1. If companies are a control group for tax purposes, then they are considered one employer for the ACA employer mandate.
Section 4980H includes a provision under which companies that are combined and treated as a single employer for tax purposes also are combined for purposes of the ACA employer mandate. The IRS defines and provides examples of three controlled groups in IRS Code § 414(b) and 414(c). The three types of control groups are parent-subsidiary, brother-sister, and combined. If companies fall within one of these controlled groups, then they also are combined to determine whether or not they collectively employ at least 50 full-time employees (including full-time equivalents) for the ACA employer mandate. If the combined total meets the threshold, then each separate company is subject to the Employer Shared Responsibility provisions, even those companies that individually do not employ enough employees to meet the threshold.

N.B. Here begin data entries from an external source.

PR #26884, opened 2026-08-13
feat(api): resolve and record the run video model

bingjiez666:
PR4 of the video-model chain for #26765. Rebased onto current main, which now contains #26831 and #26841.

## What this does

Adds `turbo/apps/api/src/signals/services/zero-video-model.service.ts` with `resolveVideoModelForRun()`:

```
chat_threads.selected_video_model
  ?? org_members_metadata.selected_video_model
  ?? DEFAULT_VIDEO_MODEL
```

The result is written to `zeroRuns.selectedVideoModel` in `launchZeroRunValues`, which is the single funnel both run inserts go through (the direct insert and the atomic-launch CTE). Resolution happens once in `prepareRunContext`, alongside the other per-run resolutions.

## Why snapshot instead of reading live

Changing a thread's video model must not affect a run that is already in flight — only later ones. Resolving at dispatch and freezing the value on the run row is what gives that. If the generation endpoint instead looked the thread up from `runId`, a mid-run re-pin would leak into the running run. `zero_runs` already stores `selected_model` and `codex_service_tier` this way; the new column sits next to them.

## Catalog validation

Both stored layers are checked against the catalog, and a model id the catalog no longer lists is treated as unset so resolution falls through to the next layer rather than throwing. The persisted values are projected out of jsonb without being re-validated against the current catalog, so a retired id can outlive its catalog entry, and a run must not fail on a value the user can no longer reach.

## Write-only on purpose

This PR does not touch `zero-video-io-generate.ts`. Endpoint enforcement is PR5. Splitting them lets the snapshot run for a while so the resolved values can be confirmed before anything depends on them, and lets PR5 be reverted without unwinding the snapshot.

## Threadless runs

`zero_runs.chat_thread_id` is null for non-chat triggers such as telegram. Those runs skip the thread layer and resolve to the member or catalog default instead of erroring — covered by its own test, which asserts the null `chat_thread_id` rather than trusting the entry point.

## Schema convergence

#26831 and #26841 each defined their own `z.enum(VIDEO_MODEL_IDS)` because they branched from a common base and could not reach each other's copy. A third inline copy already sat in the video generation options. Now that both have landed, all three share one `videoModelIdSchema` exported from `video-models.ts` — the contract that already owns the id list and the `isVideoModelId` guard. No behavior change; the enum is identical in all three places.

## Tests

Integration tests at the route boundary against a real database, in `chat-events.bdd.test.ts`:

- each of the three layers wins in turn (catalog default → member default → thread pin)
- **re-pinning the thread while a run is in flight leaves that run's snapshot alone, and the next run picks the new pin up** — this is the property the whole design exists for
- a retired thread pin falls through to the member default, and retired values on both layers fall through to the catalog default
- runs with a null `chat_thread_id` snapshot the catalog default, then the member default

New fixtures in `test-fixtures/run-video-model.ts` set the member default and read the snapshot back. The thread pin uses the existing `setChatThreadVideoModelFixture` from #26807.

Verified the tests are load-bearing by mutation: dropping the `selectedVideoModel` write fails all three; dropping the catalog-membership check fails the fall-through test; dropping the thread-pin layer fails the ordering test.

## One thing worth a reviewer's opinion

**The test fixtures read and write DB rows directly**, which `docs/testing/api-testing.md` says to raise during review rather than do silently — so, raising it. `zero_runs.selected_video_model` has no reader until PR5, so the snapshot cannot be asserted through any API surface today. There is precedent already on main in `setChatThreadVideoModelFixture`. These fixtures should be deleted once PR5 exposes the value.

## Local checks

- repo-wide `check-types` (14 workspaces) and `lint` (13 workspaces, 0 errors), `knip` (exit 0), `prettier --check` — all clean
- Full `api` vitest suite across 6 shards — ~2950 tests, all green

## Sequencing

Not for auto-merge — awaiting human review.

Cross-chain constraint for later: **PR5 must not merge before PR6.** PR5 removes `--model` from the template prompt and PR6's picker is the replacement entry point; merging them out of order leaves a window with no entry point.

### DIFF
--- a/turbo/apps/api/src/signals/routes/__tests__/chat-events.bdd.test.ts
+++ b/turbo/apps/api/src/signals/routes/__tests__/chat-events.bdd.test.ts
@@ -54,6 +54,7 @@ import { seedOrgMetadata } from "../../../test-fixtures/system-config-seeds";
 import { upsertOrgPlanEntitlementFixture } from "../../../test-fixtures/org-plan-entitlement";
 import { setChatThreadVideoModelFixture } from "../../../test-fixtures/chat-thread-events";
 import {
+  readRunChatThreadIdFixture,
   readRunVideoModelFixture,
   setOrgMemberVideoModelFixture,
 } from "../../../test-fixtures/run-video-model";
@@ -10336,7 +10337,29 @@ describe("CHAT-02: run video model snapshot", () => {
     await expect(readRunVideoModelFixture(threadPinned.runId)).resolves.toBe(
       "fal-ai/veo3.1/fast",
     );
+
+    // Re-pinning while that run is still in flight must not reach it. This is
+    // the whole reason the model is snapshotted onto the run instead of being
+    // read back off the thread when generation happens.
+    await setChatThreadVideoModelFixture(
+      unpinned.threadId,
+      "dreamina-seedance-2-5-260628",
+    );
+    await expect(readRunVideoModelFixture(threadPinned.runId)).resolves.toBe(
+      "fal-ai/veo3.1/fast",
+    );
     await cancelChatRun(actor, threadPinned.runId);
+
+    // The next run does pick the re-pinned model up.
+    const rePinned = await sendChatRun(actor, {
+      agentId,
+      threadId: unpinned.threadId,
+      prompt: "the run after the re-pin uses the new thread pin",
+    });
+    await expect(readRunVideoModelFixture(rePinned.runId)).resolves.toBe(
+      "dreamina-seedance-2-5-260628",
+    );
+    await cancelChatRun(actor, rePinned.runId);
   }, 90_000);
 
   it("keeps falling back past video models the catalog no longer lists", async () => {
@@ -10402,8 +10425,12 @@ describe("CHAT-02: run video model snapshot", () => {
       modelProvider: "anthropic-api-key",
     });
     await expect(
+      readRunChatThreadIdFixture(withoutPreference.runId),
+    ).resolves.toBeNull();
+    await expect(
       readRunVideoModelFixture(withoutPreference.runId),
     ).resolves.toBe(DEFAULT_VIDEO_MODEL);
+    await cancelChatRun(actor, withoutPreference.runId);
 
     await setOrgMemberVideoModelFixture({
       orgId,
@@ -10416,7 +10443,11 @@ describe("CHAT-02: run video model snapshot", () => {
       modelProvider: "anthropic-api-key",
     });
     await expect(
+      readRunChatThreadIdFixture(withMemberDefault.runId),
+    ).resolves.toBeNull();
+    await expect(
       readRunVideoModelFixture(withMemberDefault.runId),
     ).resolves.toBe("MiniMax-H3");
+    await cancelChatRun(actor, withMemberDefault.runId);
   }, 90_000);
 });
--- a/turbo/apps/api/src/signals/routes/__tests__/chat-events.bdd.test.ts
+++ b/turbo/apps/api/src/signals/routes/__tests__/chat-events.bdd.test.ts
@@ -12,6 +12,7 @@ import {
 import { replayChatThreadEvents } from "@okouai/core/chat-thread-event-replay";
 import { avatarTemplateStylePresetId } from "@okouai/core/avatar-template";
 import { FeatureSwitchKey } from "@okouai/core/feature-switch-key";
+import { DEFAULT_VIDEO_MODEL } from "@okouai/core/video-model-catalog";
 import {
   chatEventsContract,
   chatThreadsContract,
@@ -51,6 +52,11 @@ import { server } from "../../../mocks/server";
 import { backdateRunStartedAtFixture } from "../../../test-fixtures/agent-runs";
 import { seedOrgMetadata } from "../../../test-fixtures/system-config-seeds";
 import { upsertOrgPlanEntitlementFixture } from "../../../test-fixtures/org-plan-entitlement";
+import { setChatThreadVideoModelFixture } from "../../../test-fixtures/chat-thread-events";
+import {
+  readRunVideoModelFixture,
+  setOrgMemberVideoModelFixture,
+} from "../../../test-fixtures/run-video-model";
 import {
   createBddApi,
   expectApiError,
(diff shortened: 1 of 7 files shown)


bingjiez666:
Changes Requested


PR_AUTO_REVIEW_COMMIT: 5ebe0b7553b75d8651e3e96abc59e8a505fcf29f

### Summary

This PR resolves the run video model from the thread preference, member preference, and catalog default, then snapshots it onto both zero-run launch paths. It also consolidates the three wire-level video-model enums behind `videoModelIdSchema` and adds route-boundary integration coverage for precedence, retired values, threadless runs, and mid-run re-pinning. One catalog-membership check is not exact and must be fixed before merge.

### Review Criteria

| --- | --- | --- | --- |
| `REVIEW.md` | Correctness and edge-case handling | Finding (P1) | `zero-video-model.service.ts:31` uses the prototype-aware `in` operator for persisted strings, so inherited keys are accepted as catalog models. |
| `REVIEW.md` | Security and authorization | Pass | No new route or authorization surface is added; all added database predicates are parameterized Drizzle expressions. |
| `REVIEW.md` | Type safety | Finding (P1) | The `as VideoModel` cast at `zero-video-model.service.ts:31` is unsound for inherited keys such as `toString` and `__proto__`. |
| `REVIEW.md` | Feature coverage and regression guard | Pass | `chat-events.bdd.test.ts` covers all three resolution layers, retired-value fall-through, null-thread runs, and the in-flight snapshot invariant; generation remains write-only in this PR. |
| `REVIEW.md` | Persisted-state and JSONB contract review | Pass | Both nullable stored preferences are normalized at read time before the existing `zero_runs.selected_video_model` column is written; no schema or migration changes are included. |
| `docs/bad-smell.md` | No `any`, suppressions, dynamic imports, or hard-coded environment configuration | Pass | The production diff adds none of these patterns. |
| `docs/bad-smell.md` | Fail visibly instead of hiding impossible configuration states | Pass | The precedence chain is the declared product contract for genuinely optional preferences; missing rows are not treated as corrupted required data. |
| `docs/testing.md` | Prefer integration tests with real internal code and a real database | Pass | Coverage runs through the chat/run route boundary and the real dispatch/database path; no internal service or database mock is introduced. |
| `docs/testing/patterns.md` | Exercise API behavior rather than service functions | Pass | Tests create runs through `sendChatRun` / `api.createRun`; no production service function is invoked directly. |
| `docs/testing/anti-patterns.md` | Assert outcomes rather than mock calls or implementation call patterns | Pass | Assertions verify the persisted run snapshot and thread association; no call-count-only assertion, fake timer, or internal mock is added. |
| `docs/testing/api-testing.md` | Use API setup and verification, with explicit narrow exceptions | Pass | The snapshot has intentionally no external reader until PR5, and retired persisted IDs cannot be constructed through current write contracts; the test-specific fixture and PR body explicitly surface that boundary exception. |
| `docs/testing/testing-external-behavior.md` | Leave the external boundary only for states impossible to construct or observe externally | Pass | Direct fixture access is confined to the write-only snapshot and historical retired-ID cases and is documented rather than hidden in a general-purpose fixture. |
| `.claude/skills/ccstate/SKILL.md` | Preserve command accessor and abort-signal ownership rules in API signals | Pass | No ccstate accessor escapes; `prepareRunContext` performs `signal.throwIfAborted()` immediately after the new await. |
| `docs/fallback.md` | Avoid invented compatibility paths and declare rollout fallbacks | Pass | The nullable preference precedence and catalog-retirement normalization are permanent product semantics, not a cross-version rollout branch; no new rollout fallback is introduced. |
| `docs/deployment-compatibility.md` | Keep persisted and API changes additive across deployed versions | Pass | The PR writes an already-deployed nullable column and replaces identical Zod enums with one shared schema; old API code can ignore the new run-row value. |

### Findings

#### Critical (P0)

- None.

- `turbo/apps/api/src/signals/services/zero-video-model.service.ts:31`: `value in VIDEO_MODEL_CONFIGS` checks the prototype chain, not exact catalog ownership. Because these values are intentionally read as unvalidated persisted strings, values such as `toString` or `__proto__` are incorrectly cast to `VideoModel` and snapshotted instead of falling through. Use the existing exact-membership guard (`isVideoModelId`) or an own-property equivalent, and extend the route integration coverage with a non-own catalog key so the contract remains load-bearing.

### Testing

- Coverage: Insufficient only for the P1 catalog-membership edge above; the required precedence, retired-ID, threadless, two-insert-path, and mid-run re-pin behavior is otherwise covered.
- Conventions: Compliant. Tests are route-boundary integrations against the real database, and the unavoidable direct-state exception is explicitly documented.
- CI: All published required checks on commit `5ebe0b7553b75d8651e3e96abc59e8a505fcf29f` are green, including all eight API shards, type/lint/format checks, CodeQL, and security gates.

lancy:
Coordination note for EPIC #26924 / Stage 3 #27033: this PR overlaps `agent-run-create.service.ts` and currently snapshots the resolved `selectedVideoModel` into `zero_runs`. Stage 3 is adding one canonical 15-field metadata tuple to both the initial `agent_runs` and `zero_runs` inserts. If this PR merges first, #27033 will rebase and carry its resolved value through that tuple. If #27033 merges first, please rebase this PR and preserve the same resolved `selectedVideoModel` in both physical rows; a `zero_runs`-only change would reintroduce parity drift after the database bridge is removed. This is coordination only and does not ask this PR to redesign its feature.

bingjiez666:
LGTM


PR_AUTO_REVIEW_COMMIT: f8215d077a42752d11bc3a410b114727c43a1e46
PR_AUTO_REVIEW_VERDICT: LGTM

### Summary

This PR resolves the run video model from the thread preference, member preference, and catalog default, snapshots it onto every zero-run launch path, and consolidates the wire-level video-model schemas. The previous prototype-chain membership finding is resolved by the exact `isVideoModelId` guard with route-level regression coverage; no P0 or P1 findings remain.

### Review Criteria

| --- | --- | --- | --- |
| `REVIEW.md` | Correctness and edge-case handling | Pass | `zero-video-model.service.ts` implements the declared precedence, treats retired persisted ids as unset, skips the thread layer for threadless runs, and now rejects inherited object keys through `isVideoModelId`. |
| `REVIEW.md` | Security and authorization | Pass | No route or authorization surface is added; the new reads use parameterized Drizzle predicates and run inside the existing authorized run-creation flow. |
| `REVIEW.md` | Type safety | Pass | Exact membership narrowing replaces the unsound cast from the prior head; the diff adds no `any` or broad cast. |
| `REVIEW.md` | Feature coverage and regression guard | Pass | `chat-events.bdd.test.ts` covers all three resolution layers, retired values, an inherited prototype key, null-thread runs, and the in-flight snapshot invariant. |
| `REVIEW.md` | Persisted-state and JSONB contract review | Pass | The PR writes an already-deployed nullable `zero_runs.selected_video_model` column and normalizes nullable string preferences before writing; it adds no schema or migration change. |
| `docs/bad-smell.md` | Avoid `any`, suppressions, dynamic imports, and hard-coded environment configuration | Pass | The production diff introduces none of these prohibited patterns. |
| `docs/bad-smell.md` | Fail visibly instead of hiding impossible configuration states | Pass | Missing nullable preferences use the documented product precedence; the catalog default is not masking a required configuration invariant. |
| `docs/testing.md` | Prefer integration tests with real internal code and a real database | Pass | Coverage exercises the real chat/run route and dispatch/database path without mocking internal services or the database. |
| `docs/testing/patterns.md` | Exercise route behavior rather than service functions | Pass | Tests create runs through `sendChatRun` / `api.createRun`; no production service function is called directly. |
| `docs/testing/anti-patterns.md` | Assert observable outcomes rather than mock calls or implementation call patterns | Pass | Assertions verify the stored run snapshot and thread association; no call-count-only assertion, fake timer, or internal mock is added. |
| `docs/testing/api-testing.md` | Use API setup and verification, with explicit narrow exceptions | Pass | Run creation stays at the route boundary. Direct fixture access is limited to the intentionally write-only snapshot and historical persisted ids that current APIs cannot construct, and the exception is explicitly documented. |
| `docs/testing/testing-external-behavior.md` | Leave the external boundary only for states impossible to construct or observe externally | Pass | The new fixture states why the write-only output and retired-input cases require direct DB access instead of hiding that exception in a generic helper. |
| `.claude/skills/ccstate/SKILL.md` | Preserve accessor and abort-signal ownership rules in API signals | Pass | No ccstate accessor escapes; `prepareRunContext` checks `signal.throwIfAborted()` immediately after the new database resolution. |
| `docs/fallback.md` | Avoid invented compatibility paths and declare rollout fallbacks | Pass | Nullable preference precedence and catalog-retirement normalization are permanent product semantics, not cross-version rollout compatibility; no new rollout fallback is introduced. |
| `docs/deployment-compatibility.md` | Keep persisted and API changes additive across deployed versions | Pass | The PR only begins writing an existing nullable column and replaces identical Zod enums with a shared schema; previous API code safely ignores the new stored value. |

### Findings

#### Critical (P0)

- None.

#### High Priority (P1)

- None.

### Testing

- Coverage: Adequate. The route integration suite covers precedence, retired and prototype-chain-invalid ids, threadless runs, and mid-run re-pinning.
- Conventions: Compliant. The tests use the real route and database path, and the unavoidable direct-state exception is narrowly scoped and documented.
- Local verification on `f8215d077a42752d11bc3a410b114727c43a1e46`: repository format and targeted Prettier checks, repository lint with the bounded 3072 MiB heap, repository type checks, and `CHAT-02: run video model snapshot` (3 passed, 92 skipped) all passed.
- CI: Still running at review time; published checks observed so far have no failures.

Example: If a large employer composed of a parent corporation and 10 wholly owned subsidiary corporations has, on a controlled group basis, 50 or more full-time equivalent employees, each corporation, regardless of the number of its employees, is treated as a large employer under the employer mandate.
2. Even if each corporation is treated as a large employer under the employer mandate, the tax penalties are applied separately.
For purposes of assessing liability, Section 4980H tax penalties are applied separately to each member of the controlled group. Each member of the controlled group is liable for its own tax penalties and is not liable for the tax penalties of any member of the controlled group that makes up the large employer.
Example: In the case of a parent-subsidiary relationship of two businesses, if a parent corporation has 30 FT/FTE equivalent employees and its wholly-owned subsidiary corporation has 30 FT/FTE employees, both entities will be subject to the employer mandate since the entities on a combined basis have at least 50 FT/FTE employees. However, if the parent provides the requisite health insurance coverage and the subsidiary does not, the parent will not be subject to a penalty and the penalty assessed on the subsidiary will be calculated by counting only the subsidiary’s employees (less 15 employees, i.e., the subsidiary’s share of the 30-employee reduction).